I shoved my phone in my pocket and stared down at Nina. “Close your eyes.” With a dishtowel, I wiped her face, but she probably needed a bath. An uncontrollable itch made standing there in that kitchen near on impossible. But Ava needed me to take care of Nina. So that’s what I’d do.
“Looks like it’s you and me tonight, Monkey.”
“Yay!” At least she was excited.
“If you’re not gonna eat anymore, let’s do bathtime.”
After Nina fell asleep, I dragged myself to the kitchen to clean up.
I couldn’t tell if the pain in my stomach was hunger or misery.
On the counter sat a pack of Reese’s cups and an open case of beer.
A pathetic trade-off for rejection. Still, consolation prize in hand, I found Dad on the back deck, staring at his mountain.
I slumped into the chair next to him. “Thanks.”
“You bet.” He tipped his own can to his mouth.
The orange bag crinkled when I ripped it open. We sat like that for a while, watching the sunset, until Dad spoke up.
“She’s scheduled for leg surgery tomorrow morning.”
I lifted my can, forced the warm beer down my throat.
“They’re hoping to discharge her tomorrow afternoon,” he added.
It all sounded wrong. Surgery. Discharge. Ava was young and healthy. I couldn’t talk about this. Couldn’t think about her lying there in a hospital bed. What the heck was I gonna do when I rolled in to see her the next morning? “Where’s her truck?”
“I imagine at a tow yard.”
I frowned. They should’ve brought it back here. I could’ve started working on it.
Dad took a long pull from his beer and stared at the fading purple sky. “I’m sorry, son.”

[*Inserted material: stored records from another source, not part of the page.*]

PR #731, opened 2017-11-20
 Article images API complement

Isengo1989:
Adding info to article/media API for easier understanding that file is an option to use images on the server


mitelg:
thanks for your contribution @Isengo1989 :+1: :tada:

PR #754, opened 2017-12-06
fixed vimeo element example

uehler:
the registration of the emotion component view subscriber was missing and a duplicate of the subscriber for the backend extension was mixed in between the description of the emotion handler

### DIFF
--- a/source/developers-guide/custom-shopping-world-elements/index.md
+++ b/source/developers-guide/custom-shopping-world-elements/index.md
@@ -30,7 +30,6 @@ $vimeoElement = $this->emotionComponentInstaller->createOrUpdate(
     'SwagVimeoElement',
     [
         'name' => 'Vimeo Video',
-        'xtype' => 'emotion-components-vimeo',
         'template' => 'emotion_vimeo',
         'cls' => 'emotion-vimeo-element',
         'description' => 'A simple vimeo video element for the shopping worlds.'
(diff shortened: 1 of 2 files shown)


source/developers-guide/custom-shopping-world-elements/index.md
```diff
@@ -419,7 +427,7 @@ class VimeoComponentHandler implements ComponentHandlerInterface
 {
     public function supports(Element $element)
     {
-        return $element->getComponent()->getType() === 'emotion-components-vimeo';
+        return $element->getComponent()->getTemplate() === 'emotion_vimeo';
     }
```
swDennis: Please revert this line. The rest is great!

uehler: But then the code won't work at that point:
I removed the xtype in the createOrUpdate()-method because you don't need it to create the element or for the handler but I mention it when it is needed to create the custom view in the "Adding a custom emotion component in ExtJS" section.
This advanced section is talked about after the handler section, so I changed from type check to template check. You don't have a custom xtype there to check for.

And if you define the xtype in the element at the beginning of the doc you can't say "[...] we already see a full functional shopping world element [...]" in the "Creating a frontend template for the element" section because the element won't work. There is no js for that xtype so the element does not open a new window with the elements settings.

uehler: @swDennis

mitelg:
@swDennis I tested the changes and it's like @uehler said the x-type is not mandatory and it works without that. 
@uehler thanks for improving our docs :+1: :tada:

PR #758, opened 2017-12-12
Deliver more info about applyDataAttributes()

buddhaCode:
Added attributes and example for applyDataAttributes() method.

### DIFF
--- a/source/designers-guide/javascript-statemanager-and-pluginbase/index.md
+++ b/source/designers-guide/javascript-statemanager-and-pluginbase/index.md
@@ -188,7 +188,7 @@ $.plugin('example', {
     * Setter method which overrides the value of the provided key with the provided value.
 * ```applyDataAttributes()```
     * **Arguments**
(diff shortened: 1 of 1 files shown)


source/designers-guide/javascript-statemanager-and-pluginbase/index.md
```diff
@@ -187,7 +187,9 @@ $.plugin('example', {
         * ```value : Mixed``` - Value for the provided key
     * Setter method which overrides the value of the provided key with the provided value.
 * ```applyDataAttributes()```
-    * Fetches the provided configuration keys and overrides the values based on the elements ```data``` attributes.
+    * **Arguments**
+        * ```[shouldDeserialize : Boolean = false]``` - Tries to parse the given string values and returns the right value if its successful. Supports boolean, null, number, json, string. (optional, default: false)
```
mitelg: the default value is not false. see here: https://github.com/shopware/shopware/blob/5.3/themes/Frontend/Responsive/frontend/_public/src/js/jquery.plugin-base.js#L311
everything else than false will result into deserializing the values

PR #763, opened 2017-12-18
Fix directory structure overview

lkreimann:
one duplicate folder in the directory structure. was "documents", should be "widgets"


mitelg:
thanks @lkreimann good catch :+1: :tada:

PR #765, opened 2017-12-21
Few changes in Models documentation

oktupol:
Most apparent change is that I replaced the Type annotations for the entity-manager from `Doctrine\ORM\EntityManager` to `Shopware\Components\Model\ModelManager` after noticing, that I am working with a `ModelManager` when I wrote an event listener. While `EntityManager` is technically correct and sufficient in most cases, I imagine it's still good to know that there is more than that.

Additionally, there are a couple of minor changes regarding code-style.

Merry Christmas 🎄  :skier:


mitelg:
thanks @oktupol :+1: :tada: 

we wish you a merry christmas, too! :snowflake:

PR #772, opened 2018-01-08
NTR - Add attribute naming notices to cheat sheet

taltholtmann:


source/developers-guide/cheat-sheet/index.md
```diff
@@ -90,6 +90,15 @@ $attributeCrudService->update(
     
 );
 ```
+### Naming - Attribute generation
+If you get the `Error: Unrecognized field: my_field` when querying for your attribute it could be that you forgot to generate the attribute models:
+```php
+Shopware()->Container()->get('models')->generateAttributeModels();
```
mitelg: please use `$this->container` instead of the singleton

PR #778, opened 2018-01-16
Fix-missing-redisAuth-parameter

mnaczenski:
Since SW-20299 it is possible to use a redis-auth, but if this parameter isn't set, the implementation won't work.


mitelg:
thanks @mnaczenski

PR #779, opened 2018-01-17
less -> fewer

oktupol:
Ser Davos would be proud


mitelg:
:D thanks @oktupol :+1: :tada:

PR #791, opened 2018-01-23
fix syntax

buddhaCode:
Attribute names will be parsed vom snake case (html) to camel case (js).

### DIFF
--- a/source/developers-guide/shopware-5-plugin-update-guide/index.md
+++ b/source/developers-guide/shopware-5-plugin-update-guide/index.md
@@ -436,7 +436,7 @@ $.plugin('yourName', {
    init: function() {
        // ...initialization code
 
-       //The applyDataAttributes function merges data attributes into plugin options. Example element: <div class="test" data-exampleValue="value2"></div>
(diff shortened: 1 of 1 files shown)


mitelg:
hey @buddhaCode 
snake case is with _ underscore. 
Afaik `example-value` and `exampleValue` are two different things. Although if you write `data-exampleValue` in your smarty code, the output will be `data-examplevalue`
So with your change, the example won't work, imho.

buddhaCode:
I mean dash case. Sorry.

And yes, your right. I proposed a pull request here: https://github.com/shopware/shopware/pull/1477
I just referred to this PR on the docs: https://github.com/shopware/devdocs/pull/758
The example in this PR doesn't work either.

mitelg:
ok, I think we have to talk about that thing internally (looking at you @klarstil :wink: )

If your PR gets merged, we should adjust the docs after that. I would like to close your PR, as your change would not work as intended. Is this ok for you?

buddhaCode:
It's fine. :)

PR #798, opened 2018-01-29
add sample for clickable label

tinect:


tinect:
So true... Now it should be correct. Sorry for that

mitelg:
thanks @tinect :+1: :tada:

PR #1105, opened 2021-09-26
fix location of cache and logs folder

jonashrem:
cache and logs folder are both inside "var"


philipgatzka:
Hey @jonashrem , thank you for your contribution! 🎉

“You didn’t make her crash.”
“Not that. I’m sorry I failed you.”
I scoffed. “What are you talking about?”
“When your mom died.”
Damnit. We were doing this … I tipped my can back, knowing no amount of alcohol would make this better. “Can’t blame you for getting tired of calls from the cops.”

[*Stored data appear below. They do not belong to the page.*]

PR #1121, opened 2022-02-17
Update `shipped` data type

erikforss:
The data type of the shipped value is wrong in the developers documentation.
The data type should be integer:
https://github.com/shopware/shopware/blob/c8558e5da009b1b608d77f1decff6484bbe52cf0/engine/Shopware/Models/Order/Detail.php#L206-L211


mitelg:
thanks for your contribution @erikforss   👍🎉💙

PR #1127, opened 2023-01-09
SW-25113 - update symfony version

PascalThesing:


composer.json
```diff
@@ -1,18 +1,18 @@
...
         "league/commonmark": "^1.3.0",
-        "mavimo/sculpin-redirect-bundle": "@dev",
-        "sculpin/sculpin": "2.1.2",
-        "symfony/config": "2.8.52",
-        "symfony/dependency-injection": "2.8.52",
-        "symfony/event-dispatcher": "2.8.52",
-        "symfony/http-kernel": "2.8.52",
-        "twig/twig": "1.44.7"
+        "sculpin/sculpin": "3.2.0",
+        "symfony/config": "^4.4.13",
```
mitelg, line 10: why not using latest Symfony?

source/community/index.html
```diff
@@ -6,8 +6,6 @@
 menu_title: Community
 menu_order: 35
 menu_style: bullet
-redirect:
```
mitelg, line 9: why did you removed the redirects? this will cause breaks for old links, I guess

mitelg (changes requested):

composer.json
PascalThesing: This is the requirement of sculin symfony versions. 
They should match.

source/community/index.html
PascalThesing: The sculpin redirect link bundle is broken with newer versions and since this is not maintained by someone which we knew and these are just a few links, I decided to remove these few.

Dad shook his head. “No. You were a kid. As the adult, I should’ve handled it better.”
It. How were you supposed to handle death? I took another swig of beer. “It’s all good. I’m over it.”
“I didn’t know how to live without her,” he said, apparently not hearing me. “It felt like I was doing it all wrong. The lunches, the school stuff. But the worst of it? The sadness blinded me to what you were going through right next to me.”
“It’s fine. We got the school lunch.”
Dad turned and watched me unwrap a candy. “You were never a burden, you know.”
“Not even when I stole the car and crashed it into the neighbors’ RV?” That stunt landed me in the hospital for a week. Homebound for a month. Hannah had ripped me a new one over that. Once the stitches came out.
“You were never a burden,” he repeated. “You were my reason to keep going.”
I stared at him, tempted to laugh off the sappy line. But a mosh pit of feelings shoved around in my gut, and I didn’t know what to do with them. I held out the Reese’s bag. After a glance, he reached in and took one. There wasn’t much left to say after that.
Hours later, when I finally fell asleep, I dreamed of Mom. She was smiling. I think we were at a horse ranch. Ava and Nina were there, too.
I left early for the hospital, hoping to catch Ava before her surgery. But as I neared her room, I heard, “I told you, I don’t want you here!”
The nurse’s station dinged. I paused at her door while blue scrubs rushed past. After a peek inside, I snuck in, hanging towards the back.
Ava sat upright in her bed with her hair falling over her shoulders.
A full breakfast tray waited on the table next to her.
The standard tubes and wires webbed out of her arms to machines that beeped and flashed, trying to prove she was stable.
But I couldn’t reconcile the green numbers with the cuts on her face, or the bruises coming out from under her hospital gown.
They sliced into me as if they were my own.
“Good morning, Mrs. Garcia.” The nurse turned off the call button and checked her leads. “How’s your pain?”
“It’s fine. I’m fine. But can you please make him leave?” The IV swung when Ava lifted an arm to point at the other occupant in the room. Steven.
“I’m her emergency contact,” he argued.
“Only because I forgot to change it.”
The nurse’s eyes toggled between the two of them.
But Steven’s focus fell on me. “Oh, great. The bodyguard.”
His little nickname used to bother me, but now I crossed my arms menacingly in a stare-down. He looked like he’d just rolled out of a dumpster.